§ Recorded data
++++++++
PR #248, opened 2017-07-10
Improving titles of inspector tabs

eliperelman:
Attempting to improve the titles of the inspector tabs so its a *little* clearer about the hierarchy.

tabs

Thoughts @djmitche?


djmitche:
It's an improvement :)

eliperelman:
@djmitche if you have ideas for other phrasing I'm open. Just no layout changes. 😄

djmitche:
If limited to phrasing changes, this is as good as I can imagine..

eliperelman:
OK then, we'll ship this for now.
++++++++
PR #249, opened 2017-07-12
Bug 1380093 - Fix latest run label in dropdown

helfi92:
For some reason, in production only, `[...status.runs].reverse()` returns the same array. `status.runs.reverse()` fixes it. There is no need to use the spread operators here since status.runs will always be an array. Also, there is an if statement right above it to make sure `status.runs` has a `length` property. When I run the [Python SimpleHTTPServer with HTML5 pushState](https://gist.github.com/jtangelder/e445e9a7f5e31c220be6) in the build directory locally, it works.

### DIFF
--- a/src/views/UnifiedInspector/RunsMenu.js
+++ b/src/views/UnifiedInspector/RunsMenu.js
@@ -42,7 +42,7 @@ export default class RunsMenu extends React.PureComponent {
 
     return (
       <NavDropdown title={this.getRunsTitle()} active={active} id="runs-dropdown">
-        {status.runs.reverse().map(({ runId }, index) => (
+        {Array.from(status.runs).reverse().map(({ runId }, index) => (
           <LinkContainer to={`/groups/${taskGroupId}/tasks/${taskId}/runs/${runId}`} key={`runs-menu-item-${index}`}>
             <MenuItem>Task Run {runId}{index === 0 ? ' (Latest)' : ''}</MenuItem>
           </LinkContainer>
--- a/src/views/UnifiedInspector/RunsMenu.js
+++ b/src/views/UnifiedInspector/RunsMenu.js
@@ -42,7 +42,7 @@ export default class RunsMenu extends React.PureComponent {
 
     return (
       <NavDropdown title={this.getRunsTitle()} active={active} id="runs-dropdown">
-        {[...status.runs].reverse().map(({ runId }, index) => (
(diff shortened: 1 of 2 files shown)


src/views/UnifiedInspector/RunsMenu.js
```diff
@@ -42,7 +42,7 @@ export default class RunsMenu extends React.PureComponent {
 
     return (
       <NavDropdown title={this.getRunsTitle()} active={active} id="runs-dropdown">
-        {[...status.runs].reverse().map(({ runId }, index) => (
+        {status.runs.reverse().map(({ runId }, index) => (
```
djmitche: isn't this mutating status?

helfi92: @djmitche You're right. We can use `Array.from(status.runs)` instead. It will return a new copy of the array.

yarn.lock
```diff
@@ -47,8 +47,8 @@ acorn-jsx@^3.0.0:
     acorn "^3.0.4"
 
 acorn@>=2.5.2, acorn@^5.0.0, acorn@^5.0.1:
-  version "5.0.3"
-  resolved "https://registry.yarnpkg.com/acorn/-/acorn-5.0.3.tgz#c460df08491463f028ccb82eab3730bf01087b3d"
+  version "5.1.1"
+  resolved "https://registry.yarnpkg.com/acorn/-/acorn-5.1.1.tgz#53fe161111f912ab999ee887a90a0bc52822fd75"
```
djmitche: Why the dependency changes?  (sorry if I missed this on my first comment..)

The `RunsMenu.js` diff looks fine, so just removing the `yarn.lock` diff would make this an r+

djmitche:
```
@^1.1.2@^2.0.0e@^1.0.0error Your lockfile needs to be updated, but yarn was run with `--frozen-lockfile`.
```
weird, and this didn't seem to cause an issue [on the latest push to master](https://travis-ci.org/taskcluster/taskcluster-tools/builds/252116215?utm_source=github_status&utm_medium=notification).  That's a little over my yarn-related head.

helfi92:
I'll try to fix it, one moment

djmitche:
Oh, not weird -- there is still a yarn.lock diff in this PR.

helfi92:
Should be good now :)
++++++++
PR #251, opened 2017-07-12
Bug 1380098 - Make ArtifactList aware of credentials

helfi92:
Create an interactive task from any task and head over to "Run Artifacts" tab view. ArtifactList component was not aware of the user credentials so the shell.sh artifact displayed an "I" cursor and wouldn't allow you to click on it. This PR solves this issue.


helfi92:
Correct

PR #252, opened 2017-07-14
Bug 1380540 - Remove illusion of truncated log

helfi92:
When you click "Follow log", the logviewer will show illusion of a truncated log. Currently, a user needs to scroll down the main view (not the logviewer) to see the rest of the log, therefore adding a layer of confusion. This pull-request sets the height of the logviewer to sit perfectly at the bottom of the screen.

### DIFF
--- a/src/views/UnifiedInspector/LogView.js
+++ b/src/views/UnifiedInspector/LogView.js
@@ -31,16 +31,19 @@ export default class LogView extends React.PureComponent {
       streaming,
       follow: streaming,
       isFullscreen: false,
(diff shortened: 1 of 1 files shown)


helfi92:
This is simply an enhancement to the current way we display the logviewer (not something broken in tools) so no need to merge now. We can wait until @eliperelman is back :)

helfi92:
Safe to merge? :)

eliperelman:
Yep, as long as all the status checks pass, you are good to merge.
++++++++
§ Exercise brief
Among the lines of the listing above, count those that include the string "tools" and give that total alone.

§ Output of the task
2